Pixellot
- Industry: software development, sports video creation
- Founded: 2013
- Founder: Gal Oz, Dr. Miky Tamir
- Headquarters: Israel
- Website: https://www.pixellot.tv/

= Pixellot =

Software development company

Pixellot is a software development company focused on creation of automatic video and analytics for the sports market. It partners with leagues, football clubs, and federations worldwide, including MLB, colleges, CCAA, and high schools, NFHS, FC Barcelona, and serves broadcasters, such as ESPN.

The company is headquartered in Israel, with offices in Atlanta, Georgia, and Durham, North Carolina.

== History ==
Pixellot was founded in 2013 in Israel by Gal Oz and Dr. Miky Tamir. In 2016, Pixellot partnered with Prozone, a Stats Perform company, to provide automated video production technology to English Premier Leagues clubs globally.

In 2018, Pixellot and PlayOn! Sports partnered to bring automated sports production to U.S. high school sports, such as broadcast school events on the NFHS Network.

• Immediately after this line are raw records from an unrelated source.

PR #9906, opened 2026-08-09
refactor(runtime): centralize failure-aggregation rethrow in throwAggregated

LionSR:
## Summary

Several shutdown/flush paths independently hand-rolled the same tail: given a
list of collected failures, rethrow the lone error unwrapped or wrap several in
an `AggregateError`. This consolidates that idiom into two leaf helpers in
`@utils/core` and adopts them at each site. Behavior-preserving.

- `aggregateError(failures, message)` — the *reducer*: returns the value to
  throw (lone error unwrapped, else an `AggregateError`). Use as
  `throw aggregateError(...)` where a failure is guaranteed, or to build a `cause`.
- `throwAggregated(failures, message)` — the *statement*: no-op on empty, else
  throws `aggregateError(...)`. For "collected N≥0 failures, surface them" tails.

This PR is the outcome of a repo-wide tech-debt scan. The scan's headline finding
is that TeXRA is already unusually well-factored — the obvious duplication
(`classifyMediaEntry`, `mutateWithOverlay`, `applyTokenCountLimit`,
`handleStreamingFailure`, `ResidentStreamRegistry`, …) has been extracted, and
most remaining look-alike code is either irreducibly provider/field-specific or
guards subtle race/format invariants. This failure-aggregation idiom was the one
clean, safe, net-positive consolidation that survived close reading. See
**Scheduled refactoring** for the larger candidates that were deliberately *not*
taken and why.

## Issue acceptance gates

No tracking issue — this originates from a scheduled tech-debt audit. No
acceptance gates apply.

## Single source of truth

`aggregateError` / `throwAggregated` in `@utils/core` (`src/utils/core/index.ts`)
now own the "reduce a collected failure list to the correct throw" decision. This
absorbs the previously-private `toFailure` reducer in `src/transcript/runTrace.ts`
(identical logic, 4 call sites), which is deleted in this PR — so both the
reduce-shape and the throw-shape have exactly one home.

Removed: the `if (len === 1) throw failures[0]; if (len > 1) throw new
AggregateError(...)` idiom from `SessionHandle.flushPendingTraces`,
`SessionHandle.flushArtifactsOnce`, `SessionHandle.dispose`, and
`StreamSnapshotStore.flush`; the redundant `if (cleanupErrors.length > 0)` branch
plus a now-unreachable `throw error;` from the `childRunLoop` setup-rollback; and
the private `toFailure` reducer from `runTrace.ts`.

The new abstractions are leaf pure functions, not pass-through layers.
`aggregateError` owns *non-empty → unwrapped-or-aggregate*; `throwAggregated`
adds the *empty → no-op* statement wrapper.

## Net elements (R6)

- Files: 5 changed. Non-test LoC roughly flat; the win is removing ~6 copies of
  an easy-to-get-subtly-wrong idiom, not raw line reduction.
- Exported symbols (`^[+-]export` over the diff): +2 (`aggregateError`,
  `throwAggregated`); 0 removed. One private function (`toFailure`) deleted.
- Added: direct unit tests for both exports in `UtilsCore.vitest.ts`.

## Consumer counts (R8)

No emit path or existing export was deleted or re-routed. Two new exports added,
both with in-PR consumers (`check:dead-code-ratchet` passes: 16 vs 16 baselined):
`throwAggregated` — 4 (`SessionHandle` ×3, `StreamSnapshotStore`);
`aggregateError` — 5 (`runTrace` ×4, `childRunLoop`). n/a otherwise.

## Host impact

Extension: none — shared core only; no behavior change.

Desktop: none — shared core only; no behavior change.

CLI: none — shared core only; no behavior change.

## Scheduled refactoring

The audit's larger candidates were analyzed and **deliberately deferred**, not
missed. None is filed as a follow-up issue yet; recommend the two high-value ones
be done interactively with the maintainer given their risk profile:

- **Unify the two terminal-finalization state machines** (`executionRegistry`
  waiting-stop cluster vs `AgentRunLifecycle.finalizeRunTerminal`, ~80–120 LoC).
  Load-bearing shutdown path with lease-lost / generation-handoff arms; needs
  dedicated test coverage before merging — unsafe to land autonomously.
- **Templatize the per-provider `createResponseImpl` pipeline** (~120–180 LoC).
  Touches all five provider hot paths with subtle retry/compaction invariants;
  same caveat.
- **Table-drive the `StreamSnapshotStore` accumulators** — on close reading the
  store is already factored via `mutateWithOverlay`, and the residual enumeration
  guards a pre-await usage-overlay capture (#8226-class race) plus a
  `missingOutputs` reset special case. A faithful table saves little for real
  regression risk; not recommended as-is.
- **`createMediaContent` / `appendTextToLastAssistantMessage` base templates** —
  same *shape* across providers but the bodies differ in every guard, block
  constructor, and pop condition. A base template nets ~even on line count while
  reducing per-provider readability (shallow indirection). Not recommended.
- **Zod `.catch()` logging on persisted state** — the flagged sites
  (`streamSnapshot.ts`, `RunUsageAccumulator.ts`, `taskGroup.ts`) are documented,
  deliberate per-field resilience in the VS Code-free `src/shared/schemas` zone;
  adding a logger there is a layering concern and the "defect" is borderline. Left
  for a focused decision.

## Validation

- `tsc --noEmit --checkers 8` (workspace + `tsconfig.test-kernel.json`): pass.
- `vitest run` over `utils`, `transcript`, `agent/runtime`, and `agent/storage`
  suites: 765 passed (includes new `aggregateError` / `throwAggregated` tests).
- `eslint` on all changed files: pass.
- `npm run check:dead-code-ratchet`: pass (no new unused exports).

---

> [!NOTE]
> **Low Risk**
> Refactor-only consolidation of error-throwing logic with direct unit tests; no new runtime behavior beyond matching the previous aggregation rules.
> 
> **Overview**
> Adds **`aggregateError`** and **`throwAggregated`** in `@utils/core` to replace repeated “one failure → throw it; many → `AggregateError`” tails across session shutdown, snapshot flush, run trace, and child-run rollback.
> 
> **`SessionHandle`** (trace flush, artifact flush, dispose), **`StreamSnapshotStore.flush`**, and **`runTrace`** (deleting private **`toFailure`**) now call these helpers. **`childRunLoop`** setup rollback uses **`aggregateError`** so the primary error always leads the list, removing a redundant branch and unreachable **`throw error`**.
> 
> Unit tests cover both exports in **`UtilsCore.vitest.ts`**. Behavior is intended to stay the same.
> 
> <sup>Reviewed by [Cursor Bugbot](https://cursor.com/bugbot) for commit 76e75902ddd273cfebe2568a9f8a7cb0334d203b. Bugbot is set up for automated code reviews on this repo. Configure [here](https://www.cursor.com/dashboard/bugbot).</sup>

### DIFF
--- a/src/agent/runtime/SessionHandle.ts
+++ b/src/agent/runtime/SessionHandle.ts
@@ -50,6 +50,7 @@ import {
 import type { RunTraceFlushEntry } from '@transcript/runTrace';
 import type { StreamLogStore } from '@transcript/StreamLogStore';
 import { StreamSnapshotStore } from '@transcript/StreamSnapshotStore';
+import { throwAggregated } from '@utils/core';
 import { getRunContextSession, tryUseRunContext } from './RunContext';
 import { ExecutionRegistry } from './executionRegistry';
 import { ExecutionSubscriptionBinder } from './ExecutionSubscriptionBinder';
@@ -673,13 +674,7 @@ export class SessionHandle {
         failures.push(error);
       }
     }
-    if (failures.length === 1) throw failures[0];
-    if (failures.length > 1) {
-      throw new AggregateError(
-        failures,
-        'Multiple session trace writers failed to flush',
-      );
-    }
+    throwAggregated(failures, 'Multiple session trace writers failed to flush');
   }
 
   /** Register a session-owned durable writer such as a snapshot store. */
@@ -749,13 +744,10 @@ export class SessionHandle {
     const failures = results.flatMap((result) =>
       result.status === 'rejected' ? [result.reason] : [],
     );
-    if (failures.length === 1) throw failures[0];
-    if (failures.length > 1) {
-      throw new AggregateError(
-        failures,
-        'Multiple session artifact writers failed to flush',
-      );
-    }
+    throwAggregated(
+      failures,
+      'Multiple session artifact writers failed to flush',
+    );
   }
 
   /** Listeners for terminal run results in this session (the host channel). */
@@ -873,10 +865,7 @@ export class SessionHandle {
     } finally {
       liveSessions.delete(this);
     }
-    if (failures.length === 1) throw failures[0];
-    if (failures.length > 1) {
-      throw new AggregateError(failures, 'Session teardown failed');
-    }
+    throwAggregated(failures, 'Session teardown failed');
   }
 
   /** Dispose the runtime owners and drop result listeners. */
--- a/src/agent/runtime/childRunLoop.ts
+++ b/src/agent/runtime/childRunLoop.ts
@@ -56,7 +56,7 @@ import type {
   ChildStream,
   ChildStreamOutcome,
 } from '@tools/delegation/childStream';
-import { formatDuration } from '@utils/core';
+import { formatDuration, throwAggregated } from '@utils/core';
 import { toErrorMessage } from '@utils/errors/errorMessage';
 
 /** Minimal token usage shape consumed by the loop's turn summary. */
@@ -709,12 +709,12 @@ export function startChildRunLoop<TTurn>(
     cleanup(() => stopWatchingLease?.());
     cleanup(releaseChildActivation);
     cleanup(releaseSessionOwnershipOnce);
-    if (cleanupErrors.length > 0) {
-      throw new AggregateError(
-        [error, ...cleanupErrors],
-        `Child run ${executionId} setup failed and rollback was incomplete`,
-      );
-    }
+    // Non-empty by construction (the primary error is always first): one
+    // failure rethrows `error` unwrapped, several wrap into an AggregateError.
+    throwAggregated(
+      [error, ...cleanupErrors],
+      `Child run ${executionId} setup failed and rollback was incomplete`,
+    );
     throw error;
   }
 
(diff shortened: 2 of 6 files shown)


LionSR:
Fixed in `68935e8`, thanks all.

**Unreachable `throw error;`** (Cursor Bugbot, texra-ai Finding 1, claude[bot]) — confirmed. Note a bare deletion wouldn't typecheck: `throwAggregated` returns `void`, so TS would treat the `catch` as able to fall through. Resolved by adding a value-returning sibling `aggregateError(failures, message)` and rethrowing via `throw aggregateError([error, ...cleanupErrors], …)` — a single throw, no dead code, and TS sees the block terminates.

**texra-ai Finding 2** (`toFailure` "does not exist") — that was a false positive: it existed at `src/transcript/runTrace.ts:44` as a private reducer identical to this idiom. This commit folds it into the new shared `aggregateError` (4 call sites in `runTrace.ts`), so the reduce-shape now has one home too. The PR description has been updated to reference `aggregateError`.

Also added direct unit tests for both `aggregateError` and `throwAggregated` in `UtilsCore.vitest.ts` (per claude[bot]'s coverage note). Full suite green: workspace + test-kernel typecheck, 765 tests, eslint, and the dead-code ratchet.

---

Issue #9945, opened 2026-08-10
[cli] own stream-log eviction at the lifecycle boundary; drop the process-global task-group projection cache


LionSR:
Part of the 2026-08-10 long-lived-session memory investigation. Two related **net-negative-element** simplifications in the CLI transcript sync. Both are self-contained, CLI-only, no resume/recovery or data-loss surface.

## A. Own stream-log eviction at the lifecycle boundary

Today `requestEviction`'s only production caller is `subscribeStreamLog.ts:996`, buried inside the projection closure. Release is a **side-effect of rendering**: a terminal background stream only gets released if it happens to be synced. The decision (`releaseAfterSync`, `subscribeStreamLog.ts:828,946-949`) reads three facts — not-the-active-stream, status set, `!isActivePhase` — all of which the status subscriber already has in its own context.

Move the release to the status subscriber (`subscribeStreamStatus.ts`), which fires on the terminal transition. `StreamLogStore.requestEviction` (`src/transcript/StreamLogStore.ts:473`) already queues `pendingRelease` when writers/flushing block, so a direct lifecycle call is safe.

- Deletes `releaseAfterSync` init + decide + act (`subscribeStreamLog.ts:828,946-949,996`) from the renderer.
- Fixes the coupling where `syncStreamLog`'s early returns implicitly govern whether release fires.
- Terminal streams always release, not just when a sync happens to run.

## B. Drop the process-global `TASK_GROUP_PROJECTIONS` cache

`TASK_GROUP_PROJECTIONS` (`subscribeStreamLog.ts:682`) is a process-global incremental memo for task groups — but the whole-log walk is **already paid for every tick** (`log.getRange(0)` at `:810`). Replace `projectTaskGroupsIncrementally` with the already-exported from-scratch `projectTaskGroupsFromStreamLog(allEntries)` (`src/shared/streams/taskGroupProjection.ts:152`).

In 2019, Pixellot acquired VidSwap, a sports video analysis and editing platform. In 2021, the company launched Pixellot Air, an automated recording and video analysis camera, designed with FC Barcelona. At the same time, the company signed a partnership with FloSports, the streaming service for live digital sports and original content, to provide AI-Automated Technology for over 700 games live on FloHoops.com.

In April 2022, Pixellot partnered with Genius Sports Limited, a sports technology company, for streaming distribution and distributing Pixellot's camera systems to leagues and federations across more than a hundred competitions worldwide.

Pixellot AI-based technology served Spanish Ice Sports Federation, China Sports Media,  Argentine Football Association, Grupo Globo – Latin America's largest media group in Brazil, NTT West and Asahi Broadcasting Group HD in Japan, the Croatian Basketball Federation and Israeli Basketball Association, Chile's National Football Association, National Federation of State High School Associations, etc.

In October 2022, Pixellot together with Whistle Sports Network launched the original series, "My First Coach", hosted by Dell Curry.

Pixellot raised over $200 million in funding through four rounds: $3 million in 2014, $30 million in 2018, $16 million in 2020, and $161 million in June 2022.

In March 2023 Pixellot signed a multi-year deal with Chinese company Baidu to install 6,000 systems across China.

In September 2023 Pixellot signed a strategic partnership with the Portuguese Football Federation.